Guest Post: A Husband’s Point of View
This post might also be called: “Why Female Fighters are More Badass and Brave Than Male Fighters”…but it’s not. It’s not because even though it talks about the depth of the hurdles of ingrained shame and non-acceptance that women in the sport regularly and repeatedly overcome, it really is about a single molecule of that problem, a small modular piece out of which whole fights, and training scenarios are built. I’m talking about a kind of “brick” in the mortar of a fighter, of her style…and trying to examine how powerful changes (or limitations) are contained in this building block.

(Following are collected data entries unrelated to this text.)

PR #14524, opened 2022-06-20
Stechkin Ammo Buffs

Skrem7:

Attempts to make purchasing additional stechkin magazines less of a TC dump and also buffs HP and incind to be much more usable relative to their costs.

A bit drastic of a change but more than willing to see adjustments and suggestions

# Wiki Documentation

In the uplink:
10mm magazine replaced with Pair of 10mm magazines which contains two 10mm magazines.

I wish I could find the quote. It was a beautiful and for me unexpected summation of what fighting was all about, stated in the context of the sudden revelation that once again Jon Jones had been caught taking another illegal performance enhancing substance. In sentiment it went something like this:
The real drama of a fight derives from the possibility of public humiliation, that at any given moment in a fight a fighter can be humiliated before 1,000s and even in some cases millions. And how each fighter deals with this possibility defines them and their performance.
I’m sure that I have taken a few liberties in my paraphrase, but that is the truth I took from what I read, and it really startled me. The shock was the fact that it seemed so true, but also because even though I’ve thought a lot about fighting – not being a fighter myself – it’s something that never really occurred to me. Could fighting really be ALL about this? What an interesting idea. What is interesting about it is this: If we define the ring as fundamentally the stage for public humiliation, what first and foremost we should be training is…humiliation. How do we avoid or counter it? And how do we exact it? All the beautiful techniques and tactics of fighting may very well be, at some core level, tactics and techniques of humiliation. They have to be understood and trained in that context, that possibility, if one is going to use them powerfully and effectively in the ring…itself the Stage of Humiliation.

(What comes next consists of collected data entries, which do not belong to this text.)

PR #14537, opened 2022-06-21
Upgrade batong use powerrrr

Mqiib:
Only 1.5x power usage is nothing when you can slap a bluespace battery in it. 4x power is still nothing with a bluespace battery because it effectively gives the baton the same amount of hits as a baseline unupgraded baton. This will force officers to ACTUALLY upgrade their baton or use it sparingly since it'll only have like two hits in it on a base battery charge.

# Wiki Documentation

Baton upgrade increases cost of using it by 4x rather than the piddly 1.5x it was before.

# Changelog

:cl:  

tweak: upgraded batons use 4x power rather than 1.5x

/:cl:


JamieD1:
4x you must be joking

Marmio64:
you could just make it use a percent of power + normal power use, so that using a bluespace power cell doesn't give you like 10x the uses, but it'll still give you extra uses.

Mqiib:
> 4x you must be joking

Nope! If it's gonna be a one-hit stun it better have an actual drawback, namely being LESS efficient stamina-per-energy-wise than baseline batong because you're overclocking the zappy bits. Also it's a one-shot anyways so it really doesn't matter. Officers get two batons round start so it wont be an issue unless you never recharge your batons between fights.

JamieD1:
> you could just make it use a percent of power + normal power use, so that using a bluespace power cell doesn't give you like 10x the uses, but it'll still give you extra uses.

^^

Georgeur:
It takes 1 hit to down anyone who isn't wearing a reflective vest, adamantine armor, heck suit, ash drake armor, or an ERT hardsuit sub type; against shielded enemies, there is no delay between turning it off or on, so you can whack the shield away without losing charge. . You could limit it to 4 hits and it wouldn't be considered a drawback. 
Because:

A) You start the shift with a baton, and you get an extra baton per locker, there are 6 of them, so you carry two. 
B) You can always throw a upgraded cell in it for virtually unlimited charge, or you throw a yellow slime core in it for literally unlimited charge; and you'll have two of them.

This nerf is not too harsh, it is ultimately pointless.
Granted I still support it.

Georgeur:
speaking more emotionally about it
of course it is only my idea, and I am a world class dolt, but having took a look at armor values for a bit. 
This would perhaps serve more of a purpose, if it took away charge as a percent, and that percent was AT LEAST 25%, but more likely 33-34 or 50%. 
the very fact no armor exists that would allow you to take more than 2 hits (excluding of course nanites, reagent process, DNA vault, being stacked on the existing armor), means it is not a good idea, to let this thing swing more than 4 times. 
even then it is a band aid for the fact every sec officer will have 2, but at least itll prevent people who dont even know how to open a locker from having a game win stick. 

edit: to survive 3 hits and not get dropped to the floor (89 stam damage), youd need a energy armor on the hit limb of 58, highest energy armor (shared by all the armors I mentioned including death squad) is 50. 
this thing should not swing more than a couple times, if anything it needs its damage put at EXACTLY 94 instead of 140 and you'd need someone to touch the energy armor of every single piece (no one has touched it since it was first added btw with the exception of like 4 single things :) ) for it to even be questioned whether this thing should be able to swing more than 4 times.

edit: edit: just checked, no normal armor has more than 10 energy and nanites gives 15 and you need a total of 37 to not get 1 shot 

edit: edit: edit: how the fuck did no one check any of this

edit: edit: edit: edit: god is dead and we have killed him

edit: edit: edit: edit: edit: EVEN WITH MCFUCKING PRE NERF NANITES, AND LIKE THE HOS HARDSUIT OR SOMETHING STACKED ON IT, YOU WOULDNT HAVE ENOUGH ARMOR TO TANK 1 BATONG. I cannot functionally see a reason why an upgraded baton needs more than 1 use. 

edit: edit: edit: edit: edit: edit: amogus, also i changed what i thought was a good number for upgraded batong damamage from 90 to 94, but it could also be 99 so that normal armor vests let you take just below 90 stam and not falling over.
because apparently you fall over at 90. this is so that either the low end armor with energy damage lets you tank 1 hit, or the high end crew armor with energy damage lets you tank 1 hit because even whilst ranting like a neckbeard i must be consistent

Bibby0110:
> > you could just make it use a percent of power + normal power use, so that using a bluespace power cell doesn't give you like 10x the uses, but it'll still give you extra uses.
> 
> ^^

Giving a percent is stupid. Removes any incentive to upgrade and technically encourages using shitty batteries that charge quickly.

Give it a proper drawback like a cooldown, charge up time or something else. This is really the only sensible way to nerf it through power usage

JamieD1 (changes requested):
Make it a percentage based on the current Cell or ill just remove the ability to change the cell. Your choice.

Bibby0110:
> Make it a percentage based on the current Cell or ill just remove the ability to change the cell. Your choice.

stupid

Georgeur:
Burst damage. 
That'd be like saying the pre nerf dbarrel on cm was bad cause it only had two shots, but it did enough damage you only needed 2-3 shots. 
It'd be like saying adding a insta kill gun with only 1 shot would make it a bad weapon. 
Honestly though it probably shouldnt be allowed to have cell upgrades unless we remove slime cores, cause the infinite charge has always bugged me.

Bibby0110:
@Mqiib i would advise just keeping the PR open as-is, unless you’re hellbent on getting this PR merged by vandalizing it with Jamie’s suggestion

Now, of course this feels like a huge overreach. Fighting is about a lot of things. But what if we experiment with the idea and use it to look down into the training of a fighter, of ourselves, and think about the various ways we are already training attitudes and aptitudes toward humiliation, in everyday regimes of work? What if this fundamental dimension of what fighting is, isn’t being paid attention to enough? What if we could focus on it? Strengthen ourselves towards it?
The Fear-Shame Molecule for Women
I’m going to take a turn from that overall thought because I really want to drill down into a very specific aspect of this perspective, something that really struck me this morning. I believe that this is a challenge that maybe all fighters face, regardless of gender, but that female fighters in the broad scope of things face far more regularly than males. And, part of the reason I’m writing about it here is that I have some hope that women reading this might be triggered by this possibility, might recognize its truth in their own circumstances, and be lead to their own, antonymous and creative attempts to train this molecule. It’s something I feel that has great possibilities as women explore their own liberty as fighters in the sport.
This may not make immediate sense, but bear with me because there is a lot of potential here. First I’ll just make some broad, generalizing statements about women in fighting sports. As a woman, you yourself might not experience these things, or may experience them but interpret them quite differently. And, as a man you might feel that these too describe the conditions men find themselves in, and women are not so special. And, these points may even be debatable on other levels, some might say that they are complete fabrications. But these are things I have come to assume from watching my wife in the sport, and following the lives of other women in the sport.
- Women are, in a cultural sense, fundamentally barred from qualifying as “fighters” insofar as fighting is defined as an essentially “male” activity.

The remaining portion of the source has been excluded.